Source material:
((

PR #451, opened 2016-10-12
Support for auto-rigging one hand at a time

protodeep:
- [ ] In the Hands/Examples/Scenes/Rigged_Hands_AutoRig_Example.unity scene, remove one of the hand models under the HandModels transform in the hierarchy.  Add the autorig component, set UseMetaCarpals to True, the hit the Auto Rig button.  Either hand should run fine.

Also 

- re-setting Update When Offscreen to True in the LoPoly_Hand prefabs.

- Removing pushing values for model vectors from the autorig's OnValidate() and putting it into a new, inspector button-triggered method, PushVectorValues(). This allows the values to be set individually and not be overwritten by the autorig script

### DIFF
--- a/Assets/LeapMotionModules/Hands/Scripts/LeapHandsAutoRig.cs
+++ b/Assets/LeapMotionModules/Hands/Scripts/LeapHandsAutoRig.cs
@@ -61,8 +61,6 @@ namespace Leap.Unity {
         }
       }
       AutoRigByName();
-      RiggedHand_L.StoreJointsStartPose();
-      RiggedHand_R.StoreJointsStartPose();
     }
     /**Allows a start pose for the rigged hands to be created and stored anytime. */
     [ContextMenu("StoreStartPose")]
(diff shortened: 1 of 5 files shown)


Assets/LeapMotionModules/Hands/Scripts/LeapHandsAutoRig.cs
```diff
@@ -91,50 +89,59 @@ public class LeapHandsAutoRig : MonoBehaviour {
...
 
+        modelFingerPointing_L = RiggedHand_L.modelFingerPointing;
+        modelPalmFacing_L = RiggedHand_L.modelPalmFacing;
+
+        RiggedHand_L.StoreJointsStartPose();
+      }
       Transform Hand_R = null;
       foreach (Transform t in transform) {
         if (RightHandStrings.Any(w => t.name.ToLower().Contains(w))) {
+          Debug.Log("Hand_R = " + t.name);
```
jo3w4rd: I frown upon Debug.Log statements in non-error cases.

))
((

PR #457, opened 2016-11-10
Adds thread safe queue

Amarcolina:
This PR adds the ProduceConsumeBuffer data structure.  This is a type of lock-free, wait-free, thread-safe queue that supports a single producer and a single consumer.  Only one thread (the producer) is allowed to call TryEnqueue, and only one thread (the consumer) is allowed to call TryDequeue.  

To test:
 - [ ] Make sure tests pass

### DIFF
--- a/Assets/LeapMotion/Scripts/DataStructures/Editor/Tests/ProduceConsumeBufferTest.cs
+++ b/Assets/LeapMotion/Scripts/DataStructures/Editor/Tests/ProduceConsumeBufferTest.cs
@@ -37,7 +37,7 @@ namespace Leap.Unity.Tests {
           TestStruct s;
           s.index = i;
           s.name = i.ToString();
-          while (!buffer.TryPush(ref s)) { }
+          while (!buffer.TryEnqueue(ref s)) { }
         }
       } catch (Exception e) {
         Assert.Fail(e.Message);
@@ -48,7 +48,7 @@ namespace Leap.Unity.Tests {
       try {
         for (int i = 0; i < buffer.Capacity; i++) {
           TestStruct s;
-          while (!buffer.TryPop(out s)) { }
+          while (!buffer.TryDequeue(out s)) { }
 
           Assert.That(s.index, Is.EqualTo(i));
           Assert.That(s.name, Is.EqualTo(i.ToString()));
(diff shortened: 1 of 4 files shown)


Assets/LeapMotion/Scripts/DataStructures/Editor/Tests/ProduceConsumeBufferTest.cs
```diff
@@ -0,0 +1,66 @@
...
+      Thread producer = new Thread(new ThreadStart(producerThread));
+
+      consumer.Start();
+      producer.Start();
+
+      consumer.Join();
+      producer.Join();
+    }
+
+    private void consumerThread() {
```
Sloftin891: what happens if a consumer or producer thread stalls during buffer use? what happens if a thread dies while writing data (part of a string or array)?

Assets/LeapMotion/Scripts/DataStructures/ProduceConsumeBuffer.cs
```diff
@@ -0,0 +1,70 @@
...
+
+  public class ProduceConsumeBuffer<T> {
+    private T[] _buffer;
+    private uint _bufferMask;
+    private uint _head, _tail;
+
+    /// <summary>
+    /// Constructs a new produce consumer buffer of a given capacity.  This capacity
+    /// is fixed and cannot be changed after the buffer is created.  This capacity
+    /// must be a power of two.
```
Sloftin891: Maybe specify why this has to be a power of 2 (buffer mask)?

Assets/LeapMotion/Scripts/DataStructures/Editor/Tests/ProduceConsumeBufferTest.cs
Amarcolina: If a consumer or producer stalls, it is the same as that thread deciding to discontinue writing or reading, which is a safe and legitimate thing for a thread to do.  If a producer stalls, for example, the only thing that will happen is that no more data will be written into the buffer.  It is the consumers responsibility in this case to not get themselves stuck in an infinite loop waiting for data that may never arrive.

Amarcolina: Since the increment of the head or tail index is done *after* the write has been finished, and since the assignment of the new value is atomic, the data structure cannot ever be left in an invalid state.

))
((

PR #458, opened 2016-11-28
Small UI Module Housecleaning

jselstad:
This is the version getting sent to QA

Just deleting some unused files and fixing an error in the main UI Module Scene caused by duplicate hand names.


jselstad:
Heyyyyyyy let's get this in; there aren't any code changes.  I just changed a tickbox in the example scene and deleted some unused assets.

))

Instructions to follow: Take each line of the material that contains the word "cannot" and list it.

Response to this task:
+    /// is fixed and cannot be changed after the buffer is created.  This capacity
Amarcolina: Since the increment of the head or tail index is done *after* the write has been finished, and since the assignment of the new value is atomic, the data structure cannot ever be left in an invalid state.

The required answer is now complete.